# Parameter übergeben in Eclipse



## Ceene (18. Jan 2008)

Hallo liebe Community 

Ich habe in kleines Problem. Ich habe ein Applet, was wie folgt aufgerufen wird

<applet
  codebase = "."
  code     = "hp_hwplz.App_HP_HWplz.class"
  archive  = "HP_HWplzDemo_fat.jar"
  name     = "HWplzApplet"
  width    = "730"
  height   = "560"
  hspace   = "0"
  vspace   = "0"
  align    = "left">
<param name="sid" value="<?php echo $_SESSION["user_id"]?>">
</applet>

Nun würde ich gerne wissen, wie ich in meinem Programm den Wert ermitteln kann der in "sid" steht?
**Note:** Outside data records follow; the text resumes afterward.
PR #349, opened 2017-01-12
Hassan/characterize events

HassanJaveed84:
@mulby @brianhw @tobz 

These are the tasks that I ran as part of my story.

### DIFF
--- a/edx/analytics/tasks/monitor/characterize_events.py
+++ b/edx/analytics/tasks/monitor/characterize_events.py
@@ -38,8 +38,9 @@ class ListS3FilesWithDateTask(OverwriteOutputMixin, luigi.Task):
                 last_modified = key.last_modified
                 values = [key_url, last_modified]
                 metadata = key.metadata
+
                 if metadata:
-                    match = re.match('.*?mtime:(?P<mtime>\d{10}).*?ctime:(?P<ctime>\d{10})', metadata)
+                    match = re.match('.*?mtime:(?P<mtime>\d{10}).*?ctime:(?P<ctime>\d{10})', metadata.get('s3cmd-attrs', ''))
                     if match:
                         mtime = match.group('mtime')
                         values.append(mtime)
--- a/edx/analytics/tasks/monitor/characterize_events.py
+++ b/edx/analytics/tasks/monitor/characterize_events.py
@@ -2,8 +2,10 @@ import luigi
 import os
 import logging
 import re
+import datetime
 
 from boto.s3.connection import S3Connection
+from dateutil import parser
 
 from edx.analytics.tasks.common.mapreduce import MapReduceJobTask
 from edx.analytics.tasks.util.overwrite import OverwriteOutputMixin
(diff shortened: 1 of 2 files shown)


edx/analytics/tasks/monitor/characterize_events.py
```diff
@@ -0,0 +1,98 @@
...
+
+    bucket = luigi.Parameter()
+
+    key_prefix = luigi.Parameter(default='logs/tracking/')
+
+
+    url_to_timestamp_map = {}
+
+    def requires_local(self):
+        return ListS3FilesWithDateTask(
```
brianhw, line 52: Is there any reason to call super here?   I'm looking at events_obfuscate.py as a model of something that works.

brianhw: And then you could add the target explicitly to the requirements as a dict entry.  If super doesn't return a dict, then create an empty one and add the super's return to that new dict.  Then add this requirement as a particular key value in the returned dict.

edx/analytics/tasks/monitor/characterize_events.py
```diff
@@ -0,0 +1,98 @@
...
+            key_prefix=self.key_prefix,
+            output_root=self.output_root,
+        )
+
+    def init_local(self):
+        super(CharacterizeEventsTask, self).init_local()
+        with self.input_local().open() as f_in:
+            lines = f_in.readlines()
+            for line in lines:
+                file_url, timestamp = line.split()
```
brianhw, line 64: Does it make sense to split on \t instead?  That wouldn't explain your issue, but...

edx/analytics/tasks/monitor/characterize_events.py
```diff
@@ -0,0 +1,98 @@
...
+            bucket=self.bucket,
+            key_prefix=self.key_prefix,
+            output_root=self.output_root,
+        )
+
+    def init_local(self):
+        super(CharacterizeEventsTask, self).init_local()
+        with self.input_local().open() as f_in:
+            lines = f_in.readlines()
+            for line in lines:
```
brianhw: nit: you could do 'for line in f_in',  I believe.

edx/analytics/tasks/monitor/characterize_events.py
```diff
@@ -0,0 +1,98 @@
...
+                file_url, timestamp = line.split()
+                self.url_to_timestamp_map[file_url] = timestamp
+
+    def mapper(self, line):
+        input_file = os.environ['mapreduce_map_input_file']
```
brianhw: nit:  use self.get_map_input_file()

edx/analytics/tasks/monitor/characterize_events.py
```diff
@@ -0,0 +1,98 @@
...
+
+    def requires_local(self):
+        return ListS3FilesWithDateTask(
+            bucket=self.bucket,
+            key_prefix=self.key_prefix,
+            output_root=self.output_root,
+        )
+
+    def init_local(self):
+        super(CharacterizeEventsTask, self).init_local()
```
brianhw: I would probably try adding log statements in here as well, to confirm that it's being read.  That it's being called, and that the dict is getting populated.

brianhw (commented):
I don't see anything wrong here that would explain why you are getting zero entries.  Again, it looks close enough to the filtering done in events_obfuscation, which (hopefully) works.

edx/analytics/tasks/monitor/characterize_events.py
```diff
@@ -0,0 +1,98 @@
...
+class CharacterizeEventsTask(OverwriteOutputMixin, EventLogSelectionMixin, MapReduceJobTask):
+
+    output_root = luigi.Parameter()
+
+    bucket = luigi.Parameter()
+
+    key_prefix = luigi.Parameter(default='logs/tracking/')
+
+
+    url_to_timestamp_map = {}
```
HassanJaveed84: We need to set the data structure on the object for it to be available on hadoop nodes.

PR #350, opened 2017-01-18
Use default value for overwrite throughout.

brianhw:
So in ImportCourseSummaryEnrollmentsIntoMysql, it would be true for
writing to Mysql.


brianhw:
Enrollment acceptance test passed.

mulby (approved):
LGTM

HassanJaveed84 (approved):
👍

PR #351, opened 2017-01-30
support multiple roles

mulby:
Use different roles for different schemas loaded into Vertica. This creates three categories of roles: standard, restricted, and business_intelligence_team. It also adds the concept of "restricted columns" which are only visible to the users with the `restricted` role.

FYI @HassanJaveed84


mulby:
OK - my manual tests passed:

* Ran a warehouse load into production_mulby
* Ran an event load
* Ran an otto database import

This is just waiting on review to merge.

edx/analytics/tasks/common/vertica_load.py
```diff
@@ -428,6 +428,30 @@ def copy_data_table_from_target(self, cursor):
...
             )
 
+    @property
+    def restricted_columns(self):
+        return []
+
+    def create_access_policies(self, connection):
+        cursor = connection.cursor()
+        for column in self.restricted_columns:
+            restricted_roles_param = luigi.Parameter(is_list=True, config_path={'section': 'vertica-export', 'name': 'restricted_roles'})
```
brianhw: This looks like it is required to be found in the config file.  Any reason for that?  I guess that's okay if one is declaring a table as having a restricted column.  Alternative is to have restricted roles be empty, so only dbadmin will be enabled for seeing the column.

edx/analytics/tasks/common/vertica_load.py
```diff
@@ -428,6 +428,30 @@ def copy_data_table_from_target(self, cursor):
...
+CREATE ACCESS POLICY ON {schema}.{table} FOR COLUMN {column}
+CASE WHEN {expression} THEN {column}
+ELSE 'Restricted'
+END
+ENABLE;""".format(schema=self.schema, table=self.table, column=column, expression=expression)
+            try:
+                cursor.execute(statement)
+            except Exception:
+                # This is expected to fail if the access policy already exists.
+                # TODO: check if this is an "expected" failure, or an unexpected one.
```
brianhw: Shouldn't this be figured out before merging to master?

edx/analytics/tasks/warehouse/load_internal_reporting_events.py
```diff
@@ -1219,6 +1219,11 @@ class PruneEventPartitionsInVertica(EventRecordLoadDownstreamMixin, SchemaManage
     # create queries to delete the excess partitions.
     earliest_date = None
 
+    roles = luigi.Parameter(
```
brianhw: nit: I had to look at code elsewhere to realize this was overwriting the standard definition of roles, and that vertica_roles derives from roles.  Might help to have a brief comment saying that we are overwriting the
parameter in order to restrict access.

brianhw (commented):
LGTM overall.  One question about error handling, however (and nits on doc).

edx/analytics/tasks/common/vertica_load.py
mulby: Good point, I've made the parameter optional!

edx/analytics/tasks/common/vertica_load.py
mulby: Yeah, I'll run a test now.

edx/analytics/tasks/warehouse/load_internal_reporting_events.py
mulby: Good idea. Done.

edx/analytics/tasks/common/vertica_load.py
```diff
@@ -428,6 +429,37 @@ def copy_data_table_from_target(self, cursor):
...
+            log.debug(statement)
+            try:
+                cursor.execute(statement)
+            except QueryError as query_error:
+                # This is expected to fail if the access policy already exists.
+                expected_error = 'Access policy for COLUMN "{column}" already exists on "{table}"'.format(
+                    column=column,
+                    table=self.table
+                )
+                if query_error.error_response.mssage == expected_error:
```
brianhw: Is this a typo? (mssage?)

brianhw (approved):
Fix the typo, otherwise LGTM.  👍

tobz (approved):
LGTM. 👍

PR #353, opened 2017-02-02
Revert "support multiple roles"

mulby:
Reverts edx/edx-analytics-pipeline#351


mulby:
FYI @tobz @brianhw @HassanJaveed84 - reverting until I can fix the outstanding issues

Habe auch leider in meinen Büchern nichts gefunden was mir weiterhelfen könnte.


----------



## Wildcard (18. Jan 2008)

Ich habe zwar keine Ahnung was der Titel mit der Frage zu tun haben soll, aber hier:
http://java.sun.com/javase/6/docs/api/java/applet/Applet.html#getParameter(java.lang.String)


----------



## Ceene (18. Jan 2008)

und wie kann ich in Eclipse diese Parameter eingeben damit ich das auch debuggen kann?

Woruntergeht das?


----------



## Wildcard (18. Jan 2008)

In der launch configuration eintragen


----------